Убедившись в том, что пятно всё ещё увеличивается, Максим опустил руку и стал аккуратно тереть крашеный серебром пластик модели самолёта. Он протирал лопасти, антенны, дребезжавшие, когда цеплялись за нитки торчавшие на тряпке, убирал с них пушистую пыль, скопившуюся за год, в котором они с папой перестали клеить модели. Мама сказала, что нужно почистить их к приходу гостей и добавила, стоя в дверях, что, если бы папа зашёл и увидел в каком состоянии его самолёты, то не сильно обрадовался.
Максим смотрел на модели. Большинство из них стояли на своих длинных изогнутых подставках, похожих на ноги, колени которых причудливо выгнуты в обратную сторону. Он смотрел на эту молчаливую толпу, заставлявшую его погрузиться в воспоминания.

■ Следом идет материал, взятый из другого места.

PR #4000, opened 2018-06-29
Bug 1470171 - Photon style tab button

mrachamallu:

Attempting to add UIButton from TabsButton.swift as a UIImage in PhotonActionSheet.swift.
Tab PhotonActionSheet object is in BrowserViewController.swift -> getTabToolbarLongPressActions().

Otherwise, all functionality and design implementation should be correct.
## Pull Request Checklist

## Screenshots


Client/Frontend/Widgets/PhotonActionSheet.swift
```diff
@@ -657,11 +657,27 @@ private class PhotonActionSheetCell: UITableViewCell {
         accessibilityLabel = action.title
         selectionStyle = action.handler != nil ? .default : .none
 
-        if let iconName = action.iconString, let image = UIImage(named: iconName)?.withRenderingMode(.alwaysTemplate) {
-            statusIcon.sd_setImage(with: action.iconURL, placeholderImage: image, options: []) { (img, err, _, _) in
-                if let img = img {
-                    self.statusIcon.image = img.createScaled(PhotonActionSheetUX.IconSize)
-                    self.statusIcon.layer.cornerRadius = PhotonActionSheetUX.IconSize.width / 2
+        let button = TabsButton().clone()
```
garvankeeley: Does `let button = TabsButton()` work, or is clone needed?

Client/Frontend/Widgets/PhotonActionSheet.swift
```diff
@@ -657,11 +657,27 @@ private class PhotonActionSheetCell: UITableViewCell {
...
+        let renderer = UIGraphicsImageRenderer(size: button.bounds.size)
+        let tabImage = renderer.image { ctx in
+            button.drawHierarchy(in: button.bounds, afterScreenUpdates: true)}.withRenderingMode(.alwaysTemplate)
+
+        if let iconName = action.iconString {
+            if iconName == "tabs-button" {
+                let image = tabImage //uses UIImage from TabsButton
+                statusIcon.sd_setImage(with: action.iconURL, placeholderImage: image, options: []) { (img, err, _, _) in
```
garvankeeley: The original code used `sd_setImage` so I see it got re-used. That is for downloading images, we can look into why it is being used here.

Client/Frontend/Widgets/PhotonActionSheet.swift
garvankeeley: The code following this to copy the UIView to a UIImage looks correct to me, it should work but I think you mentioned it doesn't.

Client/Frontend/Widgets/PhotonActionSheet.swift
garvankeeley: (The code does say `iconURL`, so I guess that isn't a file URI, but I am at a loss to recall what we would be downloading at this point in the code). I think having an image in-hand (the `tabImage` and then calling sd_setImage to download an image for `iconURL` is confusing, likely isn't working as expected.

Client/Frontend/Settings/NewTabContentSettingsViewController.swift
```diff
@@ -27,7 +27,13 @@ class CurrentTabSetting: Setting {
 
 class NewTabContentSettingsViewController: SettingsTableViewController {
 
-    init() {
+    /* variables for checkmark settings */
+    let prefs: Prefs
+    var currentChoice: NewTabPage!
+    var hasHomePage: Bool!
```
garvankeeley: Try not to use implicit unwrapped optional (or force unwraps in other places). We do this on member vars in some UIViewController code because Apple made it a de-facto standard to do implicit unwrapped optionals for the objects instantiated in `viewDidLoad()`. Even in that case we are trying to get out of that habit, because as the class complexity grows, the risk that code calls an implicitly unwrapped optional prior to initialization increases.

Client/Frontend/Browser/TabManager.swift
```diff
@@ -387,6 +387,23 @@ class TabManager: NSObject {
         }
     }
 
+    //Switch between private browsing tab and normal tab
+    func switchTabMode (_ tab: Tab) -> Bool {
+        assert(Thread.isMainThread)
+
```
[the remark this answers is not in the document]
mrachamallu: should work like that now.

Client/Frontend/Widgets/PhotonActionSheet.swift
mrachamallu: Both ways don't seem to give the expected result

Client/Frontend/Widgets/PhotonActionSheet.swift
```diff
@@ -657,20 +667,46 @@ private class PhotonActionSheetCell: UITableViewCell {
...
-            // In that case we do not need a tint color. And make sure the image is sized correctly.
-            // This is for the sync profile button in the menu
-            if action.iconURL == nil {
+            case .TabsButton:
+                if tabButton == nil {
+                    tabButton = TabsButton()
+                }
+                let renderer = UIGraphicsImageRenderer(size: (tabButton?.bounds.size)!)
+                let image = renderer.image { ctx in
+                    tabButton?.drawHierarchy(in: (tabButton?.bounds)!, afterScreenUpdates: true)
```
farhanpatel: We should be able to just add the `tabButton` to the view hierarchy without having to turn it into an image. Similar to how the syncButton works.

Client/Frontend/Widgets/PhotonActionSheet.swift
```diff
@@ -39,18 +39,20 @@ public struct PhotonActionSheetItem {
...
 
     public var isEnabled: Bool // Used by toggles like nightmode to switch tint color
     public fileprivate(set) var accessory: PhotonActionSheetCellAccessoryType
     public fileprivate(set) var accessoryText: String?
     public fileprivate(set) var bold: Bool = false
     public fileprivate(set) var handler: ((PhotonActionSheetItem) -> Void)?
-
-    init(title: String, text: String? = nil, iconString: String? = nil, iconURL: URL? = nil, iconAlignment: IconAlignment = .left, isEnabled: Bool = false, accessory: PhotonActionSheetCellAccessoryType = .None, accessoryText: String? = nil, bold: Bool? = false, handler: ((PhotonActionSheetItem) -> Void)? = nil) {
+    
+    init(title: String, text: String? = nil, iconString: String? = nil, iconURL: URL? = nil, iconType: PhotonActionSheetIconType = .URL, iconAlignment: IconAlignment = .left, isEnabled: Bool = false, accessory: PhotonActionSheetCellAccessoryType = .None, accessoryText: String? = nil, bold: Bool? = false, handler: ((PhotonActionSheetItem) -> Void)? = nil) {
```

Вот они идут втроём. Мама с папой держат его за руки и о чём-то разговаривают. Он не помнит ни слова – он сосредоточен на дороге. Дорога полна опасностей. Он старательно перешагивает и, если надо, перепрыгивает трещины, которыми исполосован асфальт. Сбивается с ритма движения родителей, то болтаясь позади них, то таща за собой. В самых отчаянных ситуациях, вцепившись покрепче в руки и почувствовав ответное сжатие, он поджимает ноги и летит над трещинами минных полей, отдавшись на волю взрослых. Их разговоры свистят над ним пулемётными очередями, а смех гремит разрывающимися снарядами. Вот папа зовёт его. Максим поднимает голову. Солнце такое яркое, что он видит только тёмную фигуру, светящуюся по краям. Он жмурится, пытаясь рассмотреть отца, но у него ничего не получается. Папа спускается к нему из солнца и садится перед ним, отворачивая его лицо от света так, что Максим чувствует спиной тепло, а папа сам начинает щурить глаза. На его лице вспыхивают и тут же гаснут солнечные зайчики. «Ну что, хочешь подняться на ту башню?» – спрашивает отец, показывая на донжон замка, со стен которого вырос весь их город. Максим поворачивается к маме и спрашивает, пойдёт ли она с ними. Она кивает, и он кивает отцу. Вот они уже идут по ступенькам, постоянно убегающим направо так быстро, что кажется будто они никогда не закончатся. А потом появляется небо, которое, чтобы доказать свою реальность, встречает их ударами ветра. Они стоят и смотрят сквозь окна башни. Птицы летают под ними и спускаются ещё ниже, чтобы сесть. Мир перевернулся – они видят город как птицы, они кричат из бойниц птицами. А потом появилась Даша. Они теперь гуляли с коляской и его держала только одна рука. Он перестал летать. На самый верх башни они поднимались с папой, смотрели и кричали как птицы, но не в пустоту, а маме, остававшейся внизу с коляской. А однажды папа умер. Максим больше не бывал на башне и не чувствовал себя птицей – мама не хотела гулять, она только плакала. Ему оставалось смотреть на модели самолётов, которые, как и он, не могли летать.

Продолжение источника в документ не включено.